[Problem details] Within the listing below, filter for "being" and copy every matching line.

(Beginning of Input records)

PR #657, opened 2023-11-09
Problem with `Must access entries in sequence`

dstepanov:
@yawkat Can you please take a look at this case? I think we should allow multiple called to `decodeKey` after it returns null.


yawkat:
@dstepanov the reason i do not want to allow that is because Decoder does not require more than one decodeKey==null to succeed. In my mind, decodeKey advances the parser, and advancing the parser twice is not valid. I think it's a bug in the caller, like you can see in my fix it's possible to write deserializers in such a way that decodeKey is not called multiple times. 

However all the other implementations of decodeKey handle multiple calls just fine. so i could be convinced to relax this requirement. but if we do it should be documented in Decoder.

yawkat:
fwiw if this becomes a common issue, i think we should relax the requirement.

PR #658, opened 2023-11-09
Added test for #649

altro3:


altro3:
@dstepanov I've added full classes structure for test

altro3:
@dstepanov hmm... very strange, I see that test works fine.... Maybe this mapper is not the same as used in micronaut controllers?

dstepanov:
Maybe the annotation processor is different

altro3:
@dstepanov look to this. I debugged micronaut-openapi test. And I see, that deserialization works fine. But! Problem in this line
```java
final DeserBean.DerProperty<Object, Object> consumedProperty = propertiesConsumer.consume(prop);
```

consumedProperty is null for discrimantor. Look to the screenshot

изображение

altro3:
@dstepanov As I see, The problem is that the class field is trying to be processed twice even though it has already been processed

graemerocher:
we need a reproducer

altro3:
@dstepanov Also I see that the response body deserialized twice. First time here `ImmediateByteBody.processSingle(...)`
изображение

Second time here: `FullNettyClientHttpResponse.convertByteBuf`
изображение

altro3:
@graemerocher To reproduce the problem, you need to lift the entire bunch to work with micronaut. Those. We need a controller, a client and a serde. As far as I understand, the problem is not serialization, but somewhere in the connection between the client and serde

graemerocher:
@yawkat can you look into the double deserialisation issue?

altro3:
@graemerocher I'll try to crete a sample reproducer tomorrow or on the weekend

yawkat:
@graemerocher one of the deserializations happens on the server, one on the client. i dont think it's an issue.

altro3:
@yawkat yes, sorry. I realized this when I was already in bed :-).

@graemerocher @dstepanov Reproducer is ready. Here: https://github.com/altro3/micronaut3-bug

To reproduce problem just satrt Application and call endpoint https://localhost:8080/start and you will see this exception.

I was able to identify the problem: the problem is not with the client, but with incorrect serialization. The class field is duplicated in the final json. To see this, change `line 47` in the controller with this:
```java
var resposne = httpClient.retrieve(HttpRequest.<Animal>POST("/test", bird), Animal.class);
```
To this line:
```java
var resposne = httpClient.retrieve(HttpRequest.<Animal>POST("/test", bird), String.class);
```
And you will see what the controller returns to us:
```java
[MyEntityController.java:56] - Response: {"class":"ave","numWings":2,"beakLength":1.2,"featherDescription":"Large blue and white feathers","class":"ave","color":"blue"}
```
As you see field `"color":"blue"` contatins in response twice.

dstepanov:
I suspect the plugin will override the annotation processor. Might need to force the dependency

altro3:
@dstepanov No, the problem not in serde version

изображение

altro3:
And what I see after build:
изображение
serde libraries with correct version

PR #708, opened 2023-12-11
Fix JsonProperty on mixin methods

yawkat:
Do you remember why you added this check @sdelamo?


dstepanov (approved):

sdelamo (approved):
@graemerocher added that in this commit https://github.com/micronaut-projects/micronaut-serialization/pull/447/commits/70cd005f6c5795fe95a280f06e9d9bcb293066fb to fix the upgrade to Micronaut Framework 4.

PR #711, opened 2023-12-12
Apply micronaut.serde.time-zone for ISO-8601 DateTimeFromatter in DefaultFormattedTemporalSerde

VladM-N1:
Hi everyone, this is my PR to any open-source project ever.
I believe this change more like QoL.
Problem:
`micronaut.serde.time-zone` configuration only applies to custom configured `DateTimeFormatter` which can be created only with: `micronaut.serde.date-format`.


yawkat:
i dont think we should make this change. the time zone should not be adjusted by the serializer. i dont know why we support this for serialization in the first place, it should only apply for deserialization as a default tz.

yawkat:
I think it makes some sense for deserialization. my guess is that the serialization behavior was an accident.

PR #712, opened 2023-12-12
Field marked with access READ_ONLY should not be serialized

radovanradic:


serde-jackson/src/test/groovy/io/micronaut/serde/jackson/annotation/SerdeJsonPropertySpec.groovy
```diff
@@ -254,4 +254,41 @@ record Test(
...
 
+    void "object with readonly field"() {
+        given:
+        def context = buildContext('example.Test', '''
+package example;
+
+import com.fasterxml.jackson.annotation.*;
+@io.micronaut.serde.annotation.Serdeable
+class Test {
+    private String foo;
```
radovanradic, line 265: @dstepanov Looks like something got changes in 2.5.0 and this annotation is being ignored when filtering write properties in SerBean.

dstepanov: Actually, our logic was incorrect, READ_ONLY = serialization only. You can try to add this test into the superclass and test it with Databind

radovanradic: How we can annotate field to be just read only? It is not being serialized but can be read from the repository (like etag or version from the database)?

dstepanov: Only deserialized is WRITE_ONLY

radovanradic: It's awkward because jsonMapper.writeValue won't write field and it is WRITE_ONLY. And jsonMapper.readValue will read it and it is WRITE_ONLY. But ok, I will try that.

radovanradic: Yes, passing now

radovanradic:
Not needed, need to configure field WRITE_ONLY instead of READ_ONLY

serde-jackson/src/test/groovy/io/micronaut/serde/jackson/annotation/SerdeJsonPropertySpec.groovy
dstepanov: Yeah but that's coming from Jackson

PR #734, opened 2024-01-23
Fix customized map serializer

radovanradic:
Found this bug when tried to serialize object with the map


serde-support/src/main/java/io/micronaut/serde/support/serializers/CustomizedMapSerializer.java
```diff
@@ -82,7 +82,7 @@ public boolean isEmpty(EncoderContext context, Map<K, V> value) {
                 public void serialize(Encoder encoder, EncoderContext context, Argument<? extends Map<K, V>> type, Map<K, V> value) throws IOException {
                     // slow path, lookup each value serializer
                     final Encoder childEncoder = encoder.encodeObject(type);
```
radovanradic, line 84: Probably used encoded instead of childEncoder. Without this change, serializing would throw error
```
java.lang.IllegalStateException: Already have a key
	at app//io.micronaut.serde.support.util.JsonNodeEncoder$Obj.encodeKey(JsonNodeEncoder.java:176)
```

graemerocher (approved):

Issue #690, opened 2023-11-21
Deserializer for a collection with specific type breaks default generic collection deserializer


oujesky:
### Expected Behavior

- Imagine a JSON payload that contains a string value with several actual delimited values (e.g. `{"something": "a|b|c"}`
- To deserialize this to a `List<Something>` a custom deserializer `Deserializer<List<Something>>` is created.  
- At the same time, there might be a actual JSON array that is deserialized to a `List<X>` using one of the built-in default collection deserializer (i.e. `ArrayListDeserializer`)

### Actual Behaviour

- When a `Deserializer<List<Something>>` is defined, it is picked up by `DefaultSerdeRegistry#findDeserializer(...)` for all other `List<X>` deserializations instead of the default deserializer. 

### Steps To Reproduce

1. Create a deserializable POJO/record 
```java
@Deserializable
record SomeModel(List<Something> specificList, List<String> genericList) {}
```
2. Create a custom deserializer for `List<Something>`
```java
@Singleton
class ListSomethingDeserializer implements Deserializer<List<Something>> {
    @Override
    public @Nullable List<Something> deserialize(@NonNull Decoder decoder, @NonNull DecoderContext context, @NonNull Argument<? super List<Something>> type) throws IOException {
        var stringValue = decoder.decodeString();
        return Arrays.stream(stringValue.split("\\|"))
            .map(Something::new)
            .toList();
    }    
}
```
3. Deserialize JSON payload
```json
{
    "specificList": "a|b|c",
    "genericList": ["a", "b", "c"]
}
```
using 
```java
var result = objectMapper.readValue(json, SomeModel.class);
```
5. The `List<Something>` is deserialized using the custom deserializer, but deserializing the `List<String>` is also trying to use the custom deserializer and fails with an exception (that would vary with the nature of the data and its custom deserializer), in this case `io.micronaut.serde.exceptions.SerdeException: Error decoding property [List genericList] of type [class com.example.SomeModel]: Expected one string, but got array of multiple values` with a stack trace leading to the custom deserializer.

This is captured in linked reproducer repo: https://github.com/oujesky/micronaut-serde-wrapper-type/blob/main/src/test/java/com/example/MicronautSerdeWrapperTypeTest.java

### Environment Information

- JDK 17
- macOS

### Example Application

https://github.com/oujesky/micronaut-serde-wrapper-type

### Version

4.2.0

PR #742, opened 2024-01-30
Implement correct generic arguments matcher

dstepanov:
Fixes https://github.com/micronaut-projects/micronaut-serialization/issues/690


graemerocher:
probably should run this through the Micronaut Data test suite to see if any coverage is missing here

(End of Input records)

[Response below]
radovanradic, line 265: @dstepanov Looks like something got changes in 2.5.0 and this annotation is being ignored when filtering write properties in SerBean.
radovanradic: How we can annotate field to be just read only? It is not being serialized but can be read from the repository (like etag or version from the database)?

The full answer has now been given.